# What jobs can I get as a music scholar?



## Dany98

I've recently graduated from my university with a BA in music. I originally wanted to be a composer, but now I've decided that being a music scholar is more my style. I still like to compose, but I'm more interested in musical analysis and theory. I'm looking to go to a graduate school for a degree in music theory. My question is exactly what kind of job can I get from this? I just like to analyze music and write essays on my analyses. Also, maybe I could write a book one day on music theory, or something like that. Is this something that can give me substantial income, or would I need to get a job as a music professor or high school teacher? I would prefer high school, but not many high schools teach music theory. Anyways, what are my options for maintaining a secure job as a music theorist?


----------



## StlukesguildOhio




----------



## KenOC

Can't resist...

Q: How do you get a music scholar off your porch?
A: Pay for the pizza.


----------



## Pugg

StlukesguildOhio said:


>


Sorry, me neither:


----------



## EdwardBast

A professorship at a college or university is the only reasonable goal if you are pursuing graduate studies in music theory. Such positions pay well and are rewarding. For this reason, the field is highly competitive. Writing well, communicating well in a classroom, having original ideas, having practical skills on keyboard, and publishing are all pretty much mandatory if you hope to make your way in the field.


----------



## Woodduck

I had the same interests and faced the same problem as a young music-lover and could have written your inquiry at age 18, word for word. I never did find a practical solution. After majoring in Music Ed., supporting myself as a tenor soloist in a large church and composing occasional works for its choir, I realized I had no interest in working for any educational institution. Eventually I put my composing talent (such as it is) to work improvising accompaniments for ballet studios, and after about thirty years of that I've ended up writing random essays on Wagner and tossing off witticisms on a classical music internet forum. I don't know why they refuse to pay me for this.


----------



## fluteman

Woodduck said:


> I had the same interests and faced the same problem as a young music-lover and could have written your inquiry at age 18, word for word. I never did find a practical solution. After majoring in Music Ed., supporting myself as a tenor soloist in a large church and composing occasional works for its choir, I realized I had no interest in working for any educational institution. Eventually I put my composing talent (such as it is) to work improvising accompaniments for ballet studios, and after about thirty years of that I've ended up writing random essays on Wagner and tossing off witticisms on a classical music internet forum. I don't know why they refuse to pay me for this.

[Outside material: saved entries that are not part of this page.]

PR #165, opened 2016-01-10
Logic to read timezone from config

sgmarghade:
Accidentally deleted old merge request. 
1. Timezone reading has moved to config file. 
2. as per Timezone api doc,

      : TimeZone.getTimeZone(<id> )  will return the specified TimeZone, or the GMT zone if the given ID cannot be understood.

### DIFF
--- a/src/main/java/com/pinterest/secor/common/SecorConfig.java
+++ b/src/main/java/com/pinterest/secor/common/SecorConfig.java
@@ -367,8 +367,9 @@ public class SecorConfig {
         return getInt("partitioner.finalizer.delay.seconds");
     }
 
-    public TimeZone getTimeZone(){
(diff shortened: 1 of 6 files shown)


src/main/java/com/pinterest/secor/common/SecorConfig.java
```diff
@@ -365,6 +367,10 @@ public int getFinalizerDelaySeconds() {
         return getInt("partitioner.finalizer.delay.seconds");
     }
 
+    public TimeZone getTimeZone(){
+        return Strings.isNullOrEmpty(getString("secor.parser.timezone")) ?  TimeZone.getTimeZone("UTC") : TimeZone.getTimeZone(getString("secor.parser.timezone"));
```
HenryCaiHaiying: This line is a bit too long, can you break it into two?  I think most of the coding style has 100 chars line width.

sgmarghade:
Changes pushed as suggested.

HenryCaiHaiying:
Looks good, thanks.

An acquaintance of mine, a British composer, for many years paid the bills with a job as a rehearsal pianist for the National Ballet of Portugal. Of course he is a good pianist and an especially good sight reader, but his real talent is improvisation, and most of his compositions are at least partly improvised. I don't think he has amassed great wealth from his career, however.


----------



## EdwardBast

Other possible income sources for a music scholar include writing criticism, writing program notes for an orchestra, editing and publishing musical scores, doing arrangements, and working as an orchestra librarian. I have made money doing all of these things, in addition to teaching.


----------



## Mal

I knew someone with similar qualifications who took a masters degree in information science, with a view to becoming a music librarian, and he did find a job in that area. 9 to 5, and not very stressful, it should leave you with some energy to pursue music theory in your spare time, and the books you need will be immediately to hand!


----------



## amfortas

Woodduck said:


> I had the same interests and faced the same problem as a young music-lover and could have written your inquiry at age 18, word for word. I never did find a practical solution. After majoring in Music Ed., supporting myself as a tenor soloist in a large church and composing occasional works for its choir, I realized I had no interest in working for any educational institution. Eventually I put my composing talent (such as it is) to work improvising accompaniments for ballet studios, and after about thirty years of that I've ended up writing random essays on Wagner and tossing off witticisms on a classical music internet forum. I don't know why they refuse to pay me for this.


All this time you've needed money, and you never came to me? What held you back? Pride? Embarrassment? I thought we were past all that.

Here's a quarter. You don't have to say anything. Just know that I care.


----------



## Woodduck

amfortas said:


> All this time you've needed money, and you never came to me? What held you back? Pride? Embarrassment? I thought we were past all that.
> 
> Here's a quarter. You don't have to say anything. Just know that I care.


Thanks. I guess my problems seemed trivial alongside those of a guy named amfortas.


----------



## Couchie

You need to get a PhD and become a professor.


----------